The motor housing 100 can be pipe shaped and has an internal diameter. Other embodiments can be shaped to fit the parameters of an enclosed environment. In this embodiment, the motor housing 100 is cylindrical to fit inside a pipe line. Mounted to the front of the motor housing 100 is an end cap 102. The end cap 102 prevents interior components captured within the volume of the housing from exiting the housing. Mounted forward of the end cap 102 is a hydraulic power unit 104. The hydraulic power unit 104 consists of a fluid reservoir 101, a pump 103, and motor 105 that form the hydraulic power unit 104.
Forward of the hydraulic power unit 104 in a bottom 107 of the motor housing 100 are located a plurality of solenoid actuated valves 106. Each solenoid actuated valve 106 consists of a valve body, two solenoids, and an interior cartridge. The solenoid actuated valves 106 are hydraulically coupled to the hydraulic power unit 104. The solenoid actuated valves 106 are also hydraulically coupled to hydraulic cylinders 110, 202, 216, and 310.
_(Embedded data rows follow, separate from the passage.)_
PR #3296, opened 2021-11-29
Fix appending text to Text node's data in parse5 adaptor

### LINKED ISSUE #3261: Incorrect Mutation Records for document.write with whitespace
### Basic info:

- **Node.js version:** v12.16.3
- **jsdom version:** v18.0.0

### Minimal reproduction case

```js
const options = {};
const dom = new JSDOM("", options);
const window = dom.window;

document.open();

const observer = new window.MutationObserver(records =>
  records.forEach(record => console.log(formatMutationRecord(record)))
);

observer.observe(document, {
  attributes: true,
  attributeOldValue: true,
  characterData: true,
  characterDataOldValue: true,
  childList: true,
  subtree: true
});

document.write("a b c d");

document.close();

function formatMutationRecord(record) {
  const { target, oldValue } = record;

  switch (record.type) {
    case "characterData": {
      return target.nodeName + ": " + JSON.stringify(oldValue) + " => " + JSON.stringify(target.nodeValue);
    }

    case "childList": {
      const { addedNodes } = record;
      return "inserted " + Array.from(addedNodes).map(added => added.nodeName).join(", ")
    }
  }
}
```

Mutations records include a bunch of unexpected "CharacterData" updates:

```
inserted HTML
inserted HEAD
inserted BODY
inserted #text
#text: "a" => "a b c d"
#text: "a " => "a b c d"
#text: "a b" => "a b c d"
#text: "a b " => "a b c d"
#text: "a b c" => "a b c d"
#text: "a b c " => "a b c d"
```

Mutation record does not contain these updates:
```
inserted HTML
inserted HEAD
inserted BODY
inserted #text
```

https://cloudflareworkers.com/#8908b378ca311d7b21227af410fdaa19:https://tutorial.cloudflareworkers.com/
(open the browser console - displayed console is for the worker)

TimothyGu:
The ["insert a character"][1] algorithm in the HTML parser is clear on appending directly to the Text node's data rather than using the replace data algorithm (which creates mutation records).

[1]: https://html.spec.whatwg.org/multipage/parsing.html#insert-a-character

Fixes: #3261

### DIFF
--- a/lib/jsdom/browser/parser/html.js
+++ b/lib/jsdom/browser/parser/html.js
@@ -139,7 +139,7 @@ class JSDOMParse5Adapter {
   insertText(parentNode, text) {
     const { lastChild } = parentNode;
     if (lastChild && lastChild.nodeType === nodeTypes.TEXT_NODE) {
-      lastChild.data += text;
+      lastChild._replaceData(lastChild.length, 0, text, true);
     } else {
       const ownerDocument = this._ownerDocument();
       const textNode = Text.createImpl(this._globalObject, [], { data: text, ownerDocument });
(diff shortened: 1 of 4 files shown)


domenic:
Somewhat blocked on https://github.com/whatwg/html/issues/12744 since we've just added a not-per-spec suppressObservers flag.

PR #3298, opened 2021-11-29
Do not track location information for nodes created by innerHTML

### LINKED ISSUE #2968: Reporting `nodeLocation`s for nodes which were dynamically created is surprising
### Basic info:

- **Node.js version:** v12.16.2
 **jsdom version:** v16.2.2

### Minimal reproduction case

```js
let jsdom = require('jsdom');

let dom = new jsdom.JSDOM('<a><b></a></b>', { includeNodeLocations: true });

let b = dom.window.document.querySelector('b');
console.log(dom.nodeLocation(b).startOffset);

dom.window.document.querySelector('a').innerHTML = '<b></b>';
b = dom.window.document.querySelector('b');
console.log(dom.nodeLocation(b) && dom.nodeLocation(b).startOffset);
```

The first `console.log` prints `3`, which is good. The second prints `0`, which is surprising to me - at that point `b` does not exist in the actual source. Also, offset `0` in the original source has nothing to do with `b`.

This changed in 49353e224b6c59e48c3cc7da3700dbe93a2286ac (first released in 14.1.0); prior to that commit, the above would have printed `3` and `undefined`.

This breaks consumers which assume they can safely map location information, if it exists, back to the original source. E.g. this breaks ecmarkup, which is doing [exactly that](https://github.com/tc39/ecmarkup/blob/6aa114edb04c1e590f6d52760e7c9abd3e2545ce/src/Grammar.ts#L19).

N/A

bakkot:
Fixes #2968.

Specifically, this disables location information for nodes created by the HTML parser's `parseFragment`, which is used for `innerHTML`, `outerHTML`, and `createContextualFragment`. It does not change anything for nodes created by `parseIntoDocument`. Note that `nodeLocation` will return `undefined` rather than throwing for these nodes, which matches the behavior prior to https://github.com/jsdom/jsdom/commit/49353e224b6c59e48c3cc7da3700dbe93a2286ac.

In https://github.com/jsdom/jsdom/issues/2968#issuecomment-980497117 I mentioned three other APIs. Those all use `parseIntoDocument` and so are unaffected, but for reference:

- DOMParser's `parseFromString` is [not forwarding along `parseOptions`](https://github.com/jsdom/jsdom/blob/a61fdb886a30fce6a3aa68002e1af6e5bcb4c372/lib/jsdom/living/domparsing/DOMParser-impl.js#L42-L49), so it uses the default behavior of not tracking
-  XHR's `responseXML` [does forward `parseOptions`](https://github.com/jsdom/jsdom/blob/a61fdb886a30fce6a3aa68002e1af6e5bcb4c372/lib/jsdom/living/xhr/XMLHttpRequest-impl.js#L304), so it does track node locations. 
- I haven't checked frames because I couldn't figure out how to get them to work, but [looking at the source](https://github.com/jsdom/jsdom/blob/a61fdb886a30fce6a3aa68002e1af6e5bcb4c372/lib/jsdom/living/nodes/HTMLFrameElement-impl.js#L129-L139) I don't think `parseOptions` is forwarded, i.e. I think it will not track locations.

### DIFF
--- a/lib/jsdom/browser/parser/html.js
+++ b/lib/jsdom/browser/parser/html.js
@@ -202,6 +202,7 @@ function parseFragment(markup, contextElement) {
 
   const config = {
     ...ownerDocument._parseOptions,
+    sourceCodeLocationInfo: false,
     treeAdapter: new JSDOMParse5Adapter(ownerDocument, { fragment: true })
   };
 
--- a/test/api/methods.js
+++ b/test/api/methods.js
@@ -133,6 +133,39 @@ describe("API: JSDOM class's methods", () => {
         endOffset: 36
       });
     });
+
+    it("should return undefined for nodes created by innerHTML", () => {
+      const dom = new JSDOM(`<p>Hello</p>`, { includeNodeLocations: true });
+      const para = dom.window.document.querySelector("p");
+
+      para.innerHTML = `<div></div>`;
+
+      const div = dom.window.document.querySelector("div");
+
+      assert.deepEqual(dom.nodeLocation(div), undefined);
+    });
+
+    it("should return undefined for nodes created by outerHTML", () => {
+      const dom = new JSDOM(`<p>Hello</p>`, { includeNodeLocations: true });
+      const para = dom.window.document.querySelector("p");
+
+      para.outerHTML = `<div></div>`;
+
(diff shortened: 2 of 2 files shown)


domenic (approved):
Awesome, will find time to merge and do a release sometime soon.

Issue #1135, opened 2015-05-22
Intercepting Navigation Attempts


jpttrssn:
Is there a way to capture the request of [navigation](https://html.spec.whatwg.org/#navigate) attempts? If not, is it technically feasible and something that would fit within the scope of this project?

For example, if I'm crawling a website that happens to have a click event on links that perform navigation I would like to be able to capture the new URL. Same goes for form submissions.

Here's a simplified example:

```html
<!DOCTYPE html>
<html lang="en">
<head>
<title>Page 1</title>
<script src="http://code.jquery.com/jquery.js"></script>
</head>
<body>
    <h1>Page 1</h1>
    <a href="#">Index 2</a>
    <script>
        $().ready(function() {
            $('a').click(function(event) {
                window.location.href = 'index2.html';
            });
        });
    </script>
</body>
</html>
```

In the following test script I'm simply trying to get the changed window.location.href. Ideally you could get the entire request (by using something similar to the resourceLoader perhaps?). The window.location.href in this example doesn't change.

```javascript
'use strict';

var jsdom = require('jsdom');

jsdom.env({
    url: 'index.html',
    scripts: ['http://code.jquery.com/jquery.js'],
    done: function (errors, window) {
        window.$('a').each(function(index) {
            window.$(this).click();
            console.log(window.location.href);
        });
        window.close();
    },
    features: {
        FetchExternalResources : ['script'],
        ProcessExternalResources: ['script']
    }
});
```

domenic:
Great question. We do not support this currently. Technically this is within scope, but it is quite hard to implement, as the Window itself will change (as will all the other stuff within) when you navigate. I kind of doubt we'll get to it any time soon,

I know the zombie.js project, based on jsdom, has tackled a lot of these issues. I'd definitely suggest looking at them for a solution.

An easy thing we _could_ add to jsdom would be a kind of navigate hook. Something like `jsdom.jsdom(..., { navigate(newUrl) { ... } })`.

jpttrssn:
I'll take a look at zombie.js to see if it'll meet my needs. If not, the navigate hook would be what I'm looking for and I wouldn't mind helping make that happen, but I would need some help getting started. I'll let you know.

jpttrssn:
[...]

PR #3326, opened 2022-01-24
WIP: NotImplementedError and child exception classes

lezsakdomi:
Needs:

- [ ] Demo code
- [ ] Unit tests
- [ ] Ensuring that I've made the right decisions
  - Do we need such specific exceptions for nodes? Is the code repetition introduced worth it?
  - Is it OK to define "static methods" on the notImplemented function? Do we need to keep the backward compatibility in the internal API?
  - `window/notImplementedMethod()`'s argument changed kinda unnecessarily
  - `NotImplementedFormElementMethodError` vs `NotImplementedFetchNavigationError` for `HTMLFormElement.submit()`
  - Using commercial java style long class names - not really OK
- ~[ ] Replacing the most of errors I introduced with hooks~
  - WIth every call to notImplemented, hooks can still be easily introduced there - for ex. by emitting a cancelable NotImplementedError event on the window, which can prevent emitting a jsdom error in turn. (There is a lot to consider this way though.)

### DIFF
--- a/lib/jsdom/browser/Window.js
+++ b/lib/jsdom/browser/Window.js
@@ -4,6 +4,7 @@ const webIDLConversions = require("webidl-conversions");
 const { CSSStyleDeclaration } = require("cssstyle");
 const { Performance: RawPerformance } = require("w3c-hr-time");
 const notImplemented = require("./not-implemented");
+const { NotImplementedWindowMethodError, NotImplementedMethodError } = require("./not-implemented");
 const { installInterfaces } = require("../living/interfaces");
 const { define, mixin } = require("../utils");
 const Element = require("../living/generated/Element");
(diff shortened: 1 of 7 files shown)


domenic:
Could you perhaps open an issue explaining what you're trying to do, and why jsdom doesn't support your work today? In general we prefer to avoid classes when strings or properties would suffice, and I think we have those already.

At a front end 109/bottom side 107 of the motor housing 100 a dual rod extend/retract piston 110 can be mounted to the rotational housing 200. The dual rod extend/retract piston 110 can be attached to the rotational housing 200 by the rotational housing piston mount 204 and allows a horizontal extension or retraction of the rotational housing 200 while resisting the torque generated by the rotary actuator 202. Thus, the rotational housing 200 is in front of the motor housing 100.
FIGS. 2 and 3 illustrate that inside the rotational housing 200 is attached a rotary actuator mount 206. A rotary actuator 202 is attached to the rotary actuator mount 206 with its keyed shaft protruding from the end of the rotational housing 200. A rotational race 208 is attached to the front of the rotational housing 200. A T-slider 214 is then slid onto and keyed to the shaft of the rotary actuator 202. Mounted in the slots at each end of the T-slider 214 are forks 210.
The slots on the end of the forks 210 in turn engage with the rotational race 208 securing the T-slider 214 on the shaft of the rotary actuator 202 and providing a resisting moment created by the actuation of the radial piston 216. The radial piston 216 slides onto the T-slider 214 and a piston plunger 220 engages the tines 201 of the T-Slide 214.
A piston cap 218 engages to a bottom of the radial piston 216 creating the seal needed for piston actuation. The front most side of the radial piston 216 contains a dovetail 203 that allows for the placement of attachments. In the current embodiment, attached is the lateral lining attachment 12 that allows the placement of a lateral lining system.
Attached to the bottom of the rotational housing are lift supports 222 that engage with skis 114 to prevent excessive torque on the extend and retract piston 110 rods. The skis 114 are mounted to the bottom of the motor housing 100 and can be used to center the unit 10 in the enclosed space, like a pipe, and providing a lateral slide surface for the rotational housing 200.
The skis 114 are for one embodiment, other elements to assist in the unit traversing the enclosed space can be motorized or free-wheeling wheels, treads or any other type of propulsion. In one embodiment, the unit is “threaded” through the pipe line by the use of high strength cables attached to the front and rear of the unit 10 to pull the unit 10 in the forward and reverse directions in the pipe line or other enclosed space. Additionally, the hydraulic power unit 104 can be diverted to drive a linear propulsion system to drive the unit 10.